In this post, we will see the three volume set of Combinatorial Topology by P. S. Aleksandrov.
Vol. 1: Introduction. Complexes. Coverings. Dimension.
Vol. 2: The Betti Groups
Vol. 3: Homological Manifolds. The Duality Theorems. Cohomology Groups of Compacta. Continuous Mappings of Polyhedra.
About the books
Volume 1 is a translation of the first third of P. S. Aleksandrov’s Kombinatornaya Topologiya. An appendix on the analytic geometry of Euclidean n-space is also included. The volume, complete in itself, deals with certain classical problems such as the Jordan curve theorem and the classification of closed surfaces without using the formal techniques of homology theory. The elementary but rigorous treatment of these problems, the introductory chapters on complexes and coverings and their applications to dimension theory, and the large number of examples and pictures should provide an excellent intuitive background for further study in combinatorial topology.In Chapter I the references have been expanded to include a number of standard works in English.
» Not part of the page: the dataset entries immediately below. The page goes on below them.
PR #278, opened 2024-09-17
fix: modified wrong data decoding in _checkPayloadAgainstGatewayData

ahramy:
[AXE-4792](https://axelarnetwork.atlassian.net/browse/AXE-4792)
- Modified [L-01] Wrong data decoding in _checkPayloadAgainstGatewayData
- Unit test coverage remains the same

[AXE-4792]: https://axelarnetwork.atlassian.net/browse/AXE-4792?atlOrigin=eyJpIjoiNWRkNTljNzYxNjVmNDY3MDlhMDU5Y2ZhYzA5YTRkZjUiLCJwIjoiZ2l0aHViLWNvbS1KU1cifQ

### DIFF
--- a/contracts/InterchainTokenService.sol
+++ b/contracts/InterchainTokenService.sol
@@ -707,7 +707,7 @@ contract InterchainTokenService is
      * @param amount The amount for the call contract with token.
      */
     function _checkPayloadAgainstGatewayData(bytes memory payload, string calldata tokenSymbol, uint256 amount) internal view {
-        (, bytes32 tokenId, , , uint256 amountInPayload) = abi.decode(payload, (uint256, bytes32, uint256, uint256, uint256));
+        (, bytes32 tokenId, , , uint256 amountInPayload) = abi.decode(payload, (uint256, bytes32, bytes, bytes, uint256));
 
         if (validTokenAddress(tokenId) != gateway.tokenAddresses(tokenSymbol) || amount != amountInPayload)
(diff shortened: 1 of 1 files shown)


contracts/InterchainTokenService.sol
```diff
@@ -707,7 +707,7 @@ contract InterchainTokenService is
      * @param amount The amount for the call contract with token.
      */
     function _checkPayloadAgainstGatewayData(bytes memory payload, string calldata tokenSymbol, uint256 amount) internal view {
-        (, bytes32 tokenId, , , uint256 amountInPayload) = abi.decode(payload, (uint256, bytes32, uint256, uint256, uint256));
+        (, bytes32 tokenId, , , uint256 amountInPayload) = abi.decode(payload, (uint256, bytes32, bytes, bytes, uint256));
```
Foivos, line 710: You should test this but I am pretty sure there is no difference between `uint256` and `bytes` when decoding if you ignore them, but using `bytes` costs more.

ahramy: I was able to confirm using `bytes` costs more gas.
```
(, bytes32 tokenId, , , uint256 amountInPayload) = abi.decode(payload, (uint256, bytes32, bytes, bytes, uint256));

vs

(, bytes32 tokenId, , , uint256 amountInPayload) = abi.decode(payload, (uint256, bytes32, uint256, uint256, uint256));
```

Hence, just added a comment here.

milapsheth (approved):

PR #279, opened 2024-09-20
fix: remove redundant check on the v value

ahramy:
[AXE-4803](https://axelarnetwork.atlassian.net/browse/AXE-4803)
- Remove Unnecessary v value check in ERC20Permit#permit()
- The ERC20Permit contract implements an unnecessary check for the signature recovery ID (v) before calling the ecrecover function. This check is redundant as ecrecover inherently validates these values.
- The ecrecover function and the subsequent check for a valid recovered address are sufficient to ensure the signature's validity.
- Addressing it will optimize gas usage and simplify the contract code. This change aligns with best practices in Ethereum smart contract development, emphasizing efficiency and clarity in code implementation.

References:
- https://twitter.com/alexberegszaszi/status/1534461421454606336?s=20&t=H0Dv3ZT2bicx00hLWJk7Fg
- The latest [Openzeppelin's ECDSA](https://github.com/OpenZeppelin/openzeppelin-contracts/blob/530179a71f435e85ae9df9b9f12b5637cf229e5c/contracts/utils/cryptography/ECDSA.sol#L136) has removed the v check. by [PR#3591](https://github.com/OpenZeppelin/openzeppelin-contracts/commit/324eda228c07468a0744fc52677e6cebea5dc5c5#diff-ff09871806bcccfd38e43de481f3e7e2fb92134c58e1a1f97b054e2d0d727458) 

[AXE-4803]: https://axelarnetwork.atlassian.net/browse/AXE-4803?atlOrigin=eyJpIjoiNWRkNTljNzYxNjVmNDY3MDlhMDU5Y2ZhYzA5YTRkZjUiLCJwIjoiZ2l0aHViLWNvbS1KU1cifQ

### DIFF
--- a/contracts/interchain-token/ERC20Permit.sol
+++ b/contracts/interchain-token/ERC20Permit.sol
@@ -15,7 +15,6 @@ import { ERC20 } from './ERC20.sol';
 abstract contract ERC20Permit is IERC20, IERC20Permit, ERC20 {
     error PermitExpired();
     error InvalidS();
-    error InvalidV();
     error InvalidSignature();
 
     /**
@@ -72,8 +71,6 @@ abstract contract ERC20Permit is IERC20, IERC20Permit, ERC20 {
         if (block.timestamp > deadline) revert PermitExpired();
 
         if (uint256(s) > 0x7FFFFFFFFFFFFFFFFFFFFFFFFFFFFFFF5D576E7357A4501DDFE92F46681B20A0) revert InvalidS();
-
-        if (v != 27 && v != 28) revert InvalidV();
 
         bytes32 digest = keccak256(
             abi.encodePacked(
--- a/test/ERC20Permit.js
+++ b/test/ERC20Permit.js
@@ -172,13 +172,6 @@ describe('ERC20 Permit', () => {
 
         await expectRevert(
             (gasOptions) =>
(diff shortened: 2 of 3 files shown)


contracts/interchain-token/ERC20Permit.sol
```diff
@@ -73,8 +72,6 @@ abstract contract ERC20Permit is IERC20, IERC20Permit, ERC20 {
 
         if (uint256(s) > 0x7FFFFFFFFFFFFFFFFFFFFFFFFFFFFFFF5D576E7357A4501DDFE92F46681B20A0) revert InvalidS();
 
-        if (v != 27 && v != 28) revert InvalidV();
```
milapsheth, line 76: i prefer to be more explicit here. also doesn't seem a big enough reason to change the InterchainToken bytecode (existing ITS tokens already have this check, and new ones won't causing an inconsistency that's not a must have)

ahramy: Had discussion, and agreed that we don't want to change the `InterchainToken bytecode`, hence closing this PR.

ahramy:
Had discussion, and agreed that we don't want to change the `InterchainToken bytecode`, hence closing this PR.

PR #282, opened 2024-09-24
chore: make `_spendAllowance` impl match comment

hydrobeam:
[AXE-4831](https://axelarnetwork.atlassian.net/browse/AXE-4831)
- cleaned up the comment to match impl, as recommended.

[AXE-4831]: https://axelarnetwork.atlassian.net/browse/AXE-4831?atlOrigin=eyJpIjoiNWRkNTljNzYxNjVmNDY3MDlhMDU5Y2ZhYzA5YTRkZjUiLCJwIjoiZ2l0aHViLWNvbS1KU1cifQ

### DIFF
--- a/contracts/interchain-token/InterchainToken.sol
+++ b/contracts/interchain-token/InterchainToken.sol
@@ -130,7 +130,6 @@ contract InterchainToken is InterchainTokenStandard, ERC20, ERC20Permit, Minter,
 
     /**
      * @notice A method to be overwritten that will decrease the allowance of the `spender` from `sender` by `amount`.
-     * @dev Needs to be overwritten. This provides flexibility for the choice of ERC20 implementation used. Must revert if allowance is not sufficient.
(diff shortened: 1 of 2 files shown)


contracts/interchain-token/InterchainToken.sol
```diff
@@ -130,7 +130,6 @@ contract InterchainToken is InterchainTokenStandard, ERC20, ERC20Permit, Minter,
 
     /**
      * @notice A method to be overwritten that will decrease the allowance of the `spender` from `sender` by `amount`.
-     * @dev Needs to be overwritten. This provides flexibility for the choice of ERC20 implementation used. Must revert if allowance is not sufficient.
```
milapsheth, line 133: nice to have but i'd rather not change the token bytecode unless needed to avoid two different token versions in production. So, we can close this PR/task for now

References to these and to the books and papers cited in Chapter I of the original are listed at the end of the chapter and correspond to the numbers enclosed in brackets in the body of the text. References in the remaining chapters are enclosed in brackets, capital letters referring to books and lower case letters to papers. These refer to the bibliography at the end of the book. The bibliography includes all papers mentioned in the original edition and a few which have been added by the translator. Volume 2 of this three volume set on Combinatorial Topology covers Betti Groups and Delta-Groups comprehensively. Third volume covers Homological manifolds, the duality theorems, cohomology groups of compacta, continuous mappings of polyhedra.
The books were translated from Russian by Horace Komm was first published in 1956 and third reprint by 1969.
Credits to original uploader.
You can get the Volume 1 here.
You can get the Volume 2 here.
You can get the Volume 3 here.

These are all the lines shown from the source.